** PROVIDED INFORMATION follows **

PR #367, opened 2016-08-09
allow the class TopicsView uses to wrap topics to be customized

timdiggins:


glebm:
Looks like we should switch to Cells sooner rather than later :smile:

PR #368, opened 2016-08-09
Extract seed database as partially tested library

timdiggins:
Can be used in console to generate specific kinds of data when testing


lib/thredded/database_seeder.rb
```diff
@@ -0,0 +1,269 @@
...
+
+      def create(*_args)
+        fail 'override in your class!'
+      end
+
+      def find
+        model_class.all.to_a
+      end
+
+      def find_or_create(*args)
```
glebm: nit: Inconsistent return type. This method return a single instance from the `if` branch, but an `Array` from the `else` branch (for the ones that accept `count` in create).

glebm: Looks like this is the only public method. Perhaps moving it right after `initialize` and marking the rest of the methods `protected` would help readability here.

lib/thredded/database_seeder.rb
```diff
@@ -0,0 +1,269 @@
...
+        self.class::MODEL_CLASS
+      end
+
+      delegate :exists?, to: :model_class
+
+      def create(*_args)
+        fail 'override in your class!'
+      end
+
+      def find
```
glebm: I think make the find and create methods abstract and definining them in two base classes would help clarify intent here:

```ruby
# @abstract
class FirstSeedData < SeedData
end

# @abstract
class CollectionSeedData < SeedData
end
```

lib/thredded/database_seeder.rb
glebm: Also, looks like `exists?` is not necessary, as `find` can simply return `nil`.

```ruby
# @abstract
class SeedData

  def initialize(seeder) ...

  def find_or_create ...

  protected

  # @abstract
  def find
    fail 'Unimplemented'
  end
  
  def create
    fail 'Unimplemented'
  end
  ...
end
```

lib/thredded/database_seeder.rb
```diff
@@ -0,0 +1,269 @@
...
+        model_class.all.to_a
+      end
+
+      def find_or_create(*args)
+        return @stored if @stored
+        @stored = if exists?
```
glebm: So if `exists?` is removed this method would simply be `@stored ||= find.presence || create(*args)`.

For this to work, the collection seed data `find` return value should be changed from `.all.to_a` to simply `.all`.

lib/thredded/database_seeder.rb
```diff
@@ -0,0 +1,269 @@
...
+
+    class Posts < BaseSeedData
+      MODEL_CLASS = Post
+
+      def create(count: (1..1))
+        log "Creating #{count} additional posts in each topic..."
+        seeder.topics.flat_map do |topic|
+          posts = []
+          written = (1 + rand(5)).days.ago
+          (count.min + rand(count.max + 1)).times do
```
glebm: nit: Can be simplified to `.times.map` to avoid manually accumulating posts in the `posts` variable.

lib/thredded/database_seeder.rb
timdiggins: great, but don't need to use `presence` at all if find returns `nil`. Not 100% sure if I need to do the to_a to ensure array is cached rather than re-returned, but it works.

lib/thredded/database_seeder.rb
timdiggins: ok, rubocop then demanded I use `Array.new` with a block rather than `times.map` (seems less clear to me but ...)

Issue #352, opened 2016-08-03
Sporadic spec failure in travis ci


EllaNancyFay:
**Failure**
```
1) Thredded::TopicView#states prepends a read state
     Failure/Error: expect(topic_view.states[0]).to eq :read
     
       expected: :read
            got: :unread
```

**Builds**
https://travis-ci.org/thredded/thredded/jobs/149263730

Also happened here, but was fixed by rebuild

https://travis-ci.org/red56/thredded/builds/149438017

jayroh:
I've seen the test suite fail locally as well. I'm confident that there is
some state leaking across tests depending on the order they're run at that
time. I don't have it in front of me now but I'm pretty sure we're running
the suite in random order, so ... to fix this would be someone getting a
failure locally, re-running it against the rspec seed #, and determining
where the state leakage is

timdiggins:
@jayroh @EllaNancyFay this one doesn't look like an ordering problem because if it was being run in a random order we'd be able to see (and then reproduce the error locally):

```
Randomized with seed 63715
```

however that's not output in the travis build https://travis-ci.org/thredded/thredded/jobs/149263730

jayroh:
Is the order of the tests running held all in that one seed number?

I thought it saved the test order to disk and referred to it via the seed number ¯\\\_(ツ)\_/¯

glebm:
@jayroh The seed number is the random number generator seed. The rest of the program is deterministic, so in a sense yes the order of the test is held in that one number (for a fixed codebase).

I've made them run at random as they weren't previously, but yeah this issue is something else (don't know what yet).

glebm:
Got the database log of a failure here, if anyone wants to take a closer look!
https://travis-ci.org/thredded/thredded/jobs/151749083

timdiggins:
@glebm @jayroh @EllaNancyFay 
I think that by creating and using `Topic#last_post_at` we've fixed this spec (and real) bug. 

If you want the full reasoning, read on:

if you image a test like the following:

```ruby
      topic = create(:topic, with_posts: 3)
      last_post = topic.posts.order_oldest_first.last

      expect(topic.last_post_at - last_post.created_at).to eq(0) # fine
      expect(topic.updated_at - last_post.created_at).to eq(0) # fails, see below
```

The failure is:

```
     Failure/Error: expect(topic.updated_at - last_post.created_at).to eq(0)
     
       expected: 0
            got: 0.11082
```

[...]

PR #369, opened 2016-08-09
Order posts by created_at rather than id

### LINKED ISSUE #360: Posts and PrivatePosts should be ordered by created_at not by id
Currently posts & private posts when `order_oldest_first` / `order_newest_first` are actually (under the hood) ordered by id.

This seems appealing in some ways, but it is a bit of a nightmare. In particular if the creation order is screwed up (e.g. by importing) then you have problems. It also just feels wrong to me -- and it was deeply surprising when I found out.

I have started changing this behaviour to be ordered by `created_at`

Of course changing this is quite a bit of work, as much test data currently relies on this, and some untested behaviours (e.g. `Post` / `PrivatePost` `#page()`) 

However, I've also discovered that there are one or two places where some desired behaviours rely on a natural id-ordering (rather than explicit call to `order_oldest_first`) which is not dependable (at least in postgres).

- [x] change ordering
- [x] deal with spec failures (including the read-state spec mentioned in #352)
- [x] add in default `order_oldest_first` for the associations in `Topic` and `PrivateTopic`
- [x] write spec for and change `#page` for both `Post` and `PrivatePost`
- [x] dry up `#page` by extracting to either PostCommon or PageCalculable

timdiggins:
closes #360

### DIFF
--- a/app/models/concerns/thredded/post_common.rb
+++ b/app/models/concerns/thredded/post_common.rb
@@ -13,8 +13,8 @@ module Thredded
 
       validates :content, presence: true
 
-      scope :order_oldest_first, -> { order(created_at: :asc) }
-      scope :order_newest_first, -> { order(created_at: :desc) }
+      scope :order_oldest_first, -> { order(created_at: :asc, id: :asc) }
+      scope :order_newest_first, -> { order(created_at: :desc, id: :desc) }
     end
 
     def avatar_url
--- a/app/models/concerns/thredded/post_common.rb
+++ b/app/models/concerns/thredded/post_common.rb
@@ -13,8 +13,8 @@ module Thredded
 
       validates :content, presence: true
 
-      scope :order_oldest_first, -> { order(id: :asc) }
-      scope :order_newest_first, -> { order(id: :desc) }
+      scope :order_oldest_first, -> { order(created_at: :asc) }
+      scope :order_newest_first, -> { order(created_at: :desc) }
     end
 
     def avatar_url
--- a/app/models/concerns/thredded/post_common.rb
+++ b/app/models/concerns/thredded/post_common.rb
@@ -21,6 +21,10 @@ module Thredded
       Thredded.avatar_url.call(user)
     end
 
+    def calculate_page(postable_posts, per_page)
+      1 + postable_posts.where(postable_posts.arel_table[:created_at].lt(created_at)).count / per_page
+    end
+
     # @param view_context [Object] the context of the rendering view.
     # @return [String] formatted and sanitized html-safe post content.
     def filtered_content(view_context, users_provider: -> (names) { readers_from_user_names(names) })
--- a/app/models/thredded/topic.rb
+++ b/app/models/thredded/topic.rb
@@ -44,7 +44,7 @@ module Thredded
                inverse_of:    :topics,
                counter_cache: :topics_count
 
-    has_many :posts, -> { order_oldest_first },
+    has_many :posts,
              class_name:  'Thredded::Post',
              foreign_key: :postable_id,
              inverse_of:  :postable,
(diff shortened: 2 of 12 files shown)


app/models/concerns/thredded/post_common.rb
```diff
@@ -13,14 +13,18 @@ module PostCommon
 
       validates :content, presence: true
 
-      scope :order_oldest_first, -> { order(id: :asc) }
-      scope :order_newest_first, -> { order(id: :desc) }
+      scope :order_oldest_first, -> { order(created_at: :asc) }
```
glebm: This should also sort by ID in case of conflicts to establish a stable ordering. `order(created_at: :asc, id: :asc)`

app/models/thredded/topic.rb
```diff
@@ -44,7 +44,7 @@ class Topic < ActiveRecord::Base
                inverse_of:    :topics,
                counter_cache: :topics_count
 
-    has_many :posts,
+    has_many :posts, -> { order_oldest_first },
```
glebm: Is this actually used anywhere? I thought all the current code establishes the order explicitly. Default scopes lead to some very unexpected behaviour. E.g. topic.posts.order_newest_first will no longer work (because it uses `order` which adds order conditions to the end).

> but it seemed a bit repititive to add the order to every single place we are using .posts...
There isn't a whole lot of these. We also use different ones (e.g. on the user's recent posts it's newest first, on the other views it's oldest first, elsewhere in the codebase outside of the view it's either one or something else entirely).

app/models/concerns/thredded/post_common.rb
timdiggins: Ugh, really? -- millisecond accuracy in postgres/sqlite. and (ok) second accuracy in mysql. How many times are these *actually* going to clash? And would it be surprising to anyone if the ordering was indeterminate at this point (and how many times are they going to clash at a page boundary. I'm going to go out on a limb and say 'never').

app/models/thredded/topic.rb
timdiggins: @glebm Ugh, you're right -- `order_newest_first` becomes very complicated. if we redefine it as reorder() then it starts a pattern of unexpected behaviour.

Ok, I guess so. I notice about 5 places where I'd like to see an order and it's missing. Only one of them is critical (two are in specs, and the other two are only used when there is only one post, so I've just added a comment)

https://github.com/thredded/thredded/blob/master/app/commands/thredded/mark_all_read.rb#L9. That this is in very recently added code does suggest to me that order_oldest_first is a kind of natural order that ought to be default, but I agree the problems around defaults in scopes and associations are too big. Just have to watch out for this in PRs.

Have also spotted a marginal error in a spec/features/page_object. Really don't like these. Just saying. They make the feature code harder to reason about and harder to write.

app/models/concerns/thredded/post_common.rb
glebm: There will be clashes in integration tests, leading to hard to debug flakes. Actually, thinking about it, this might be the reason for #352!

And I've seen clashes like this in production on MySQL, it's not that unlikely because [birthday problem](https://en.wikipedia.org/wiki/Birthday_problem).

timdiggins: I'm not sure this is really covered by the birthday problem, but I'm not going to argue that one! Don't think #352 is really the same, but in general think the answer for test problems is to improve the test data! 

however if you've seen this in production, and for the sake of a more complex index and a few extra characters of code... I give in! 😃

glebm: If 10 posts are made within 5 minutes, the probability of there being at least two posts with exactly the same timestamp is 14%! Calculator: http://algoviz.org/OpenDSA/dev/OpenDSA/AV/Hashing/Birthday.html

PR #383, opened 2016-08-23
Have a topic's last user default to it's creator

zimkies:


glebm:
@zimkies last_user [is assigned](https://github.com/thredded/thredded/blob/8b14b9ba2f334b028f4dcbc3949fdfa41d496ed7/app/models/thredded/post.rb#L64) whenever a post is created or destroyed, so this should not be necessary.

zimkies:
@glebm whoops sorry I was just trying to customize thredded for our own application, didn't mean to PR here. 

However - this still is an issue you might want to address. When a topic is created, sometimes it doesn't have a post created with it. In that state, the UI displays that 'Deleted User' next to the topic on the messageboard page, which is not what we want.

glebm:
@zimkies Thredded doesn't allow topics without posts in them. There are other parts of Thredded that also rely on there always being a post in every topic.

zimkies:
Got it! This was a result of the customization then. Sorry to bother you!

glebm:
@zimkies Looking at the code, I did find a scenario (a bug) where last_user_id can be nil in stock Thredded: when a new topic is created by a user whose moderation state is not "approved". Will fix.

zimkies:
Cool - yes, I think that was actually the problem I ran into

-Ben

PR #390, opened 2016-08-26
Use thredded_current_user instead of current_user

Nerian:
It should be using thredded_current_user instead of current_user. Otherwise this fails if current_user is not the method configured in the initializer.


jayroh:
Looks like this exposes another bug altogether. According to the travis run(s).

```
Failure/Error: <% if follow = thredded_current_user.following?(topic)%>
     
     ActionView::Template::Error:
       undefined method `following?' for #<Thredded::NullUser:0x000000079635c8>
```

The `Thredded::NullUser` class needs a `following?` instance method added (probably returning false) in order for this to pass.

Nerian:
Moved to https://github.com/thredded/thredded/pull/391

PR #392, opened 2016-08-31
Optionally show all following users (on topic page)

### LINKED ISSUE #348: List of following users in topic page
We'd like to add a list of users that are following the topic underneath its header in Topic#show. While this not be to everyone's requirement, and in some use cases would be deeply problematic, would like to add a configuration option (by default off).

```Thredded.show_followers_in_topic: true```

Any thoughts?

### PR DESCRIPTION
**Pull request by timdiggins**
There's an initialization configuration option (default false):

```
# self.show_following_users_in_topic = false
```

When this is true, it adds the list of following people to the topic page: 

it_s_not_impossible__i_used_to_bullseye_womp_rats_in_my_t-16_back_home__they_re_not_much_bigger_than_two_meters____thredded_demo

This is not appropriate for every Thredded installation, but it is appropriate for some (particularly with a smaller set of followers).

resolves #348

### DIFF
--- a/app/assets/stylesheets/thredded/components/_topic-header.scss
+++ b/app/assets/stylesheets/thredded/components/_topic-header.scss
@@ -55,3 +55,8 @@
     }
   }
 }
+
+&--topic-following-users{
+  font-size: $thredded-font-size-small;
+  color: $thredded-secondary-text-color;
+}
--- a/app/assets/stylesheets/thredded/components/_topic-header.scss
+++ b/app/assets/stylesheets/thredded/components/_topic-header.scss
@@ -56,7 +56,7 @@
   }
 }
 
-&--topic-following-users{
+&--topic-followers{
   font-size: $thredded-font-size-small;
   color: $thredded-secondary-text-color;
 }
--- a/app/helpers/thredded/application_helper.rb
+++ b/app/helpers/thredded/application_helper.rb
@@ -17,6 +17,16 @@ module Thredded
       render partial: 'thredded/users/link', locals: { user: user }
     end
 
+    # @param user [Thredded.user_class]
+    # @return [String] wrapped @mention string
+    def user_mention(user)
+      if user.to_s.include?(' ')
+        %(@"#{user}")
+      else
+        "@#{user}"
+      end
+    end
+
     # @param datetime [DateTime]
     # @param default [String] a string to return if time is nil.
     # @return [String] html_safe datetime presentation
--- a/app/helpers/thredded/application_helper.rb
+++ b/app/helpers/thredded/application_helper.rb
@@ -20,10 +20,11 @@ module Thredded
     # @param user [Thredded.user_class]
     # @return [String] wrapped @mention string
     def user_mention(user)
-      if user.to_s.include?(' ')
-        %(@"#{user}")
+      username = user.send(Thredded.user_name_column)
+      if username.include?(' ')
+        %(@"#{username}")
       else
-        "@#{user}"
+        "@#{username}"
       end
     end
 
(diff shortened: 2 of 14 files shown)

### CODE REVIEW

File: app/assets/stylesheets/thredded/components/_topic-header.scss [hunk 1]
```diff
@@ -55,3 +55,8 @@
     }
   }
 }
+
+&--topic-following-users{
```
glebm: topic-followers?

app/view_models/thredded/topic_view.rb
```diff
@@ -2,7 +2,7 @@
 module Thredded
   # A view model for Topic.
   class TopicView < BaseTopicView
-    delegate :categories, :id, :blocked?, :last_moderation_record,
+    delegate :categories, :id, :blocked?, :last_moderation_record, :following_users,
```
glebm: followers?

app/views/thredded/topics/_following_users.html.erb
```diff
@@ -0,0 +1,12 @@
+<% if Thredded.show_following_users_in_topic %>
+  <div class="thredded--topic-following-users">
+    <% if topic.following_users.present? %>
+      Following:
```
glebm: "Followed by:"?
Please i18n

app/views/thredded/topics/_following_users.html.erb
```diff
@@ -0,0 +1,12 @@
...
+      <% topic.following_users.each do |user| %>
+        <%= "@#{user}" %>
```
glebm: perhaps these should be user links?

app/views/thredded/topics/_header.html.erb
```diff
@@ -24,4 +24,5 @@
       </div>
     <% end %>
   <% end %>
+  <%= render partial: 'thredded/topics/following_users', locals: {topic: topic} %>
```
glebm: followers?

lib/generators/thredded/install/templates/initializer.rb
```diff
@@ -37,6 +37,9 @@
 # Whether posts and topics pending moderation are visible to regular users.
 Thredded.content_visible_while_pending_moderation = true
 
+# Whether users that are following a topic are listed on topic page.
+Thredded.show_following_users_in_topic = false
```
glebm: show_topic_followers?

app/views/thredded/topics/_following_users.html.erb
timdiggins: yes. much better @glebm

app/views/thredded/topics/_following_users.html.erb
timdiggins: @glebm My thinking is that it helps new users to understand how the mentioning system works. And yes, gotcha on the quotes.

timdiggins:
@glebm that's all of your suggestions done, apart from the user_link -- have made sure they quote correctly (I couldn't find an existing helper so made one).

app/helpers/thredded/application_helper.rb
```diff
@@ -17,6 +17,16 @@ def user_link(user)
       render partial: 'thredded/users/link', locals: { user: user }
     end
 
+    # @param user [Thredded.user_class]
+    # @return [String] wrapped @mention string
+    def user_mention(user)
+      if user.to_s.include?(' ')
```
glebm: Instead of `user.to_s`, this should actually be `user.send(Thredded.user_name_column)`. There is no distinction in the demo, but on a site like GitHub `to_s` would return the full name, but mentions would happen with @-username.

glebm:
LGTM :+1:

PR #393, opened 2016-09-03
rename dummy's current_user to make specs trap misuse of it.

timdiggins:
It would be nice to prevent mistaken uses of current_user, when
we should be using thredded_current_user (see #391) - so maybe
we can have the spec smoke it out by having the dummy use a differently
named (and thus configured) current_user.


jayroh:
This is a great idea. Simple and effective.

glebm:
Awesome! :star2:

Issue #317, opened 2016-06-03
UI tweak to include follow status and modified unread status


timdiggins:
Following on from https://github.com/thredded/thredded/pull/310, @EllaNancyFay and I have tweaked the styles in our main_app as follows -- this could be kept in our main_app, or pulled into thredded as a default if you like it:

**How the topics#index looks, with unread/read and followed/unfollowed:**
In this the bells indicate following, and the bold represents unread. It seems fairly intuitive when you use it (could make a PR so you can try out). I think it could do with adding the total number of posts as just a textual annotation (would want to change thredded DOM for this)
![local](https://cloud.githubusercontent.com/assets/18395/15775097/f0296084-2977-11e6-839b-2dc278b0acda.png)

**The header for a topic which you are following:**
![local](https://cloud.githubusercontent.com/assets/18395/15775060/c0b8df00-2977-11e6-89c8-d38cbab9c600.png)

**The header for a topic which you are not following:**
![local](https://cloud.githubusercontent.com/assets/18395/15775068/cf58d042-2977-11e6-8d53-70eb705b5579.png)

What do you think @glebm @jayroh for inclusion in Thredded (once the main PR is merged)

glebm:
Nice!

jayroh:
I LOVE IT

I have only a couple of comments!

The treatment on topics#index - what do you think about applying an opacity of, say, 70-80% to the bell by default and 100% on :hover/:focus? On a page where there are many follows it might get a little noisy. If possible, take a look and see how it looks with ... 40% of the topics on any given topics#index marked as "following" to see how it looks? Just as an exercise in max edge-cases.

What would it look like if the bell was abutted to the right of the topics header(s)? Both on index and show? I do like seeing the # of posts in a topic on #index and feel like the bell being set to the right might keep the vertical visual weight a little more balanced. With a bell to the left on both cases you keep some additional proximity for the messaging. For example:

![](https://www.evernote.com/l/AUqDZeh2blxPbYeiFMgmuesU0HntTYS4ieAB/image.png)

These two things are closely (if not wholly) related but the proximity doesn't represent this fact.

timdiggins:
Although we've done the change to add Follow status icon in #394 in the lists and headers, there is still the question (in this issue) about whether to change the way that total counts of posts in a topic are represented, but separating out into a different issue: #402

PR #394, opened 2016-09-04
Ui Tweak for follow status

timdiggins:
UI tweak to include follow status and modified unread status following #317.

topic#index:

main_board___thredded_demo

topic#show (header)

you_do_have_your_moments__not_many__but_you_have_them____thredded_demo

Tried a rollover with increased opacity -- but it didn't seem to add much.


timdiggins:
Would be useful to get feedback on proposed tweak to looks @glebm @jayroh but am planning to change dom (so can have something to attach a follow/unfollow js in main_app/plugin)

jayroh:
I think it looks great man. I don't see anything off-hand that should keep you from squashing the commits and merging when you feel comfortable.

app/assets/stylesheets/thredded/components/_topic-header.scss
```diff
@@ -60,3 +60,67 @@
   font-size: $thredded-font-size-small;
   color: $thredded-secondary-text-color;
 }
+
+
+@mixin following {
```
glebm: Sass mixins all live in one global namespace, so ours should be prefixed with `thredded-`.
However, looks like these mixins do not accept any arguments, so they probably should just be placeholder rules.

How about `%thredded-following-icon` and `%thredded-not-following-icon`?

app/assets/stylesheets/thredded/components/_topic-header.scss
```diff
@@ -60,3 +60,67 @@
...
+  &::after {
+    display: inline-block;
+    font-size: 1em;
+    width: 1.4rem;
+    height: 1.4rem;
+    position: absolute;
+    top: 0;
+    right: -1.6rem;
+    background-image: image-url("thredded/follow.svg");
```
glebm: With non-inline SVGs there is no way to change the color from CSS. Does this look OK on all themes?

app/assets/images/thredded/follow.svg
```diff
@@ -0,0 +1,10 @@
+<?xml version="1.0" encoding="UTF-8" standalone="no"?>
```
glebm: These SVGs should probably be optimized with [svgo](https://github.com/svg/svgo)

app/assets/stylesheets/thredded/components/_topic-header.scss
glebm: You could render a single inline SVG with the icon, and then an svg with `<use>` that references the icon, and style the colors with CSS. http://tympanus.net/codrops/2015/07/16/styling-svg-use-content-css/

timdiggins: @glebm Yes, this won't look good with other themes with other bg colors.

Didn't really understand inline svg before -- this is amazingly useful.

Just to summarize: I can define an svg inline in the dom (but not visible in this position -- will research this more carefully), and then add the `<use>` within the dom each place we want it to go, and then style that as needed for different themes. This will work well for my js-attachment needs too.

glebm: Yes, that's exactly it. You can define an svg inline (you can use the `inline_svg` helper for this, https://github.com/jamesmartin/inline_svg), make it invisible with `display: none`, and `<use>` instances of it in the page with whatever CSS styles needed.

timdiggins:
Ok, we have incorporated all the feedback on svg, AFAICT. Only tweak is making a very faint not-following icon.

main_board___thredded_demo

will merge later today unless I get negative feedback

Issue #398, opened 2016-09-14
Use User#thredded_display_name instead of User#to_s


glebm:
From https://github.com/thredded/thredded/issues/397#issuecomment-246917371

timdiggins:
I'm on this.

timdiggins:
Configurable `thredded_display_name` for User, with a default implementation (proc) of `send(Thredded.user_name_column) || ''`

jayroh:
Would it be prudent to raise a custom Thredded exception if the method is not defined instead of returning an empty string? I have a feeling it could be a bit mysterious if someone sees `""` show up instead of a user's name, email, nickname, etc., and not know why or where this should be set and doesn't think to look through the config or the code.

** End of PROVIDED INFORMATION **

**WHAT THE EXERCISE ASKS**
Quote the data above from the line containing "Following on from" to the line containing "you are following:**", inclusive, and stop.

**ANSWER TO THIS EXERCISE**
Following on from https://github.com/thredded/thredded/pull/310, @EllaNancyFay and I have tweaked the styles in our main_app as follows -- this could be kept in our main_app, or pulled into thredded as a default if you like it:

**How the topics#index looks, with unread/read and followed/unfollowed:**
In this the bells indicate following, and the bold represents unread. It seems fairly intuitive when you use it (could make a PR so you can try out). I think it could do with adding the total number of posts as just a textual annotation (would want to change thredded DOM for this)
![local](https://cloud.githubusercontent.com/assets/18395/15775097/f0296084-2977-11e6-839b-2dc278b0acda.png)

**The header for a topic which you are following:**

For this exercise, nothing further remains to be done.